Dans un deuxième temps, ces nouveaux marqueurs ainsi que les 39 marqueurs préexistants

à ce moment dans la littérature (Miller & Kapuscinski 1997; Hansen et al. 1999; Genetic

Identification Service Inc. 2000; Launey et al. 2003; Aguilar et al. 2005) furent testés sur

les populations de grand brochet du lac Ontario et du fleuve Saint-Laurent dans le but de

sélectionner les marqueurs les plus prometteurs pour l’étude des populations du système

(i.e. amplification de qualité et diversité génétique maximale).
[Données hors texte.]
PR #1301, opened 2020-06-25
Delete out of office emails and send uprocessed emails count to Graphite

AlanGabbianelli:
See individual commit messages for more detail.

Trello card: https://trello.com/c/NbgFTMR4/2022-5-alert-on-fact-check-replies-that-werent-parsed

### DIFF
--- a/lib/fact_check_email_handler.rb
+++ b/lib/fact_check_email_handler.rb
@@ -39,13 +39,16 @@ class FactCheckEmailHandler
 
   # takes an optional block to call after processing each message
   def process
+    unprocessed_emails_count = 0
     Mail.all(read_only: false, delete_after_find: true) do |message|
-      message.skip_deletion unless process_message(message)
+      message.mark_for_delete = process_message(message)
+      unprocessed_emails_count += 1 unless message.is_marked_for_delete?
       begin
         yield(message) if block_given?
       rescue StandardError => e
         GovukError.notify(e)
       end
     end
+    GovukStatsd.gauge("unprocessed_emails.count", unprocessed_emails_count)
   end
 end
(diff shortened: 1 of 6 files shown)


lib/fact_check_email_handler.rb
```diff
@@ -39,13 +39,16 @@ def process_message(message)
 
   # takes an optional block to call after processing each message
   def process
+    email_count = 0
     Mail.all(read_only: false, delete_after_find: true) do |message|
-      message.skip_deletion unless process_message(message)
+      message.mark_for_delete = process_message(message)
```
benjamineskola, line 44: I wonder if these lines could be combined into a single conditional. Perhaps something like:

```ruby

if message.mark_for_delete = process_message(message)
  email_count += 1
end
```

AlanGabbianelli: That would work too, but I don't think it would add anything in terms of clarity or brevity.

lib/fact_check_email_handler.rb
```diff
@@ -39,13 +39,16 @@ def process_message(message)
...
+      email_count += 1 unless message.is_marked_for_delete?
       begin
         yield(message) if block_given?
       rescue StandardError => e
         GovukError.notify(e)
       end
     end
+    GovukStatsd.gauge("email.count", email_count)
```
thomasleese, line 52: I think it might be better if this was named something like `unprocessed_email_count` to make it clear that it's the number of emails that weren't able to be processed, i.e. deleted.

AlanGabbianelli: Technically those emails were processed but not deleted - how about this?
`GovukStatsd.gauge("undeleted_emails.count", undeleted_emails_count)`

thomasleese: Yeah, that's good too.

AlanGabbianelli: I changed the code to follow your naming suggestion. Even though we technically process the emails and "undeleted" would be more accurate, the language around this is all about "processing" the messages (method names, etc), so I think it’s better to remain consistent.

PR #1659, opened 2022-08-25
Avoid double-decoding unicode

benjamineskola:
It appears that `@message.body.charset` is always ASCII even when another encoding is used; `@message.charset` on the other hand appears to contain the correct value. Using this correctly flags the body as UTF-8 and avoids trying to decode it twice and mangling non-ASCII Unicode characters; the second pass through `try_decode` for an HTML-only message is therefore a no-op.


ollietreend (approved):
Nice work ⭐

PR #1679, opened 2022-09-21
Remove references to alphagov.co.uk

kevindew:

This removes the references to alphagov.co.uk principally as a way to indicate that it isn't used as part of the email fact-checking process. This was done to resolve confusion as to whether there is still a need for the Google account that powered this fact-checking process.

alphagov.co.uk was the original hostname that GOV.UK launched on before moving to alpha.gov.uk and finally www.gov.uk.


ollietreend (approved):
Nice work ✨🧹

PR #1682, opened 2022-09-23
Base the container image on govuk-ruby-base.

sengi:
This only affects Replatforming and publishing-e2e-tests. It should also reduce build times by at least few seconds.

### DIFF
--- a/Dockerfile
+++ b/Dockerfile
@@ -1,38 +1,27 @@
-# (unless we decide to use Bitnami instead)
-ARG base_image=ruby:2.7.6-slim-buster
+ARG base_image=ghcr.io/alphagov/govuk-ruby-base:2.7.6
+ARG builder_image=ghcr.io/alphagov/govuk-ruby-builder:2.7.6
 
-FROM $base_image AS builder
-
-# TODO: have a separate build image which already contains the build-only deps.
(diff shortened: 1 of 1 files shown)


Dockerfile
```diff
@@ -1,38 +1,27 @@
...
-# TODO: We probably don't want assets in the image; remove this once we have a proper deployment process which uploads to (e.g.) S3.
 RUN GOVUK_APP_DOMAIN=www.gov.uk GOVUK_WEBSITE_ROOT=www.gov.uk bundle exec rails assets:precompile
 
+
 FROM $base_image
 
-# TODO: MONGODB_URI shouldn't be set here but seems to be required by E2E tests, figure out why.
-# TODO: Can ASSETS_PREFIX default to `/assets/publisher` within Publisher?
-ENV GOVUK_PROMETHEUS_EXPORTER=true RAILS_ENV=production GOVUK_APP_NAME=publisher ASSETS_PREFIX=/assets/publisher MONGODB_URI=mongodb://mongo/govuk_content_development
+# TODO: don't set MONGODB_URI here. Move it to publishing-e2e-tests.
```
nsabri1, line 21: Ok from it will be done

sengi: (discussed out-of-band - no action needed for now)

Des 17 nouveaux marqueurs,

10 furent sélectionnés pour l’étude de la structure génétique présentée au deuxième

chapitre, auxquels se sont ajoutés 12 marqueurs préexistants dans la littérature. La diversité

génétique du grand brochet dans le lac Ontario et le fleuve Saint-Laurent s’est avérée

moyenne pour cette espèce. L’intensité de la structure génétique observée était globalement

très faible mais spatialement hétérogène ; l’aval du fleuve Saint-Laurent présentant une

structure génétique largement moindre que celle de l’amont du fleuve Saint-Laurent et du

lac Ontario. L’analyse de génétique du paysage a révélé que la structure génétique observée

était influencée par la présence de barrages, par la présence de masses d’eau aux

caractéristiques physico-chimiques différentes et par la stabilité interannuelle du niveau de

l’eau. Ces trois variables ont été positivement corrélées à l’intensité de la différenciation

génétique.

Cette étude a permis d’effectuer le regroupement d’unités populationnelles chez le grand

brochet dans le lac Ontario et le fleuve Saint-Laurent. Nous avons vu que les populations

étaient davantage différenciées entre elles dans la partie amont du fleuve Saint-Laurent et

dans le lac Ontario que dans la partie aval du fleuve Saint-Laurent, ce qui implique que les

populations de la partie amont du système possédaient une connectivité moindre.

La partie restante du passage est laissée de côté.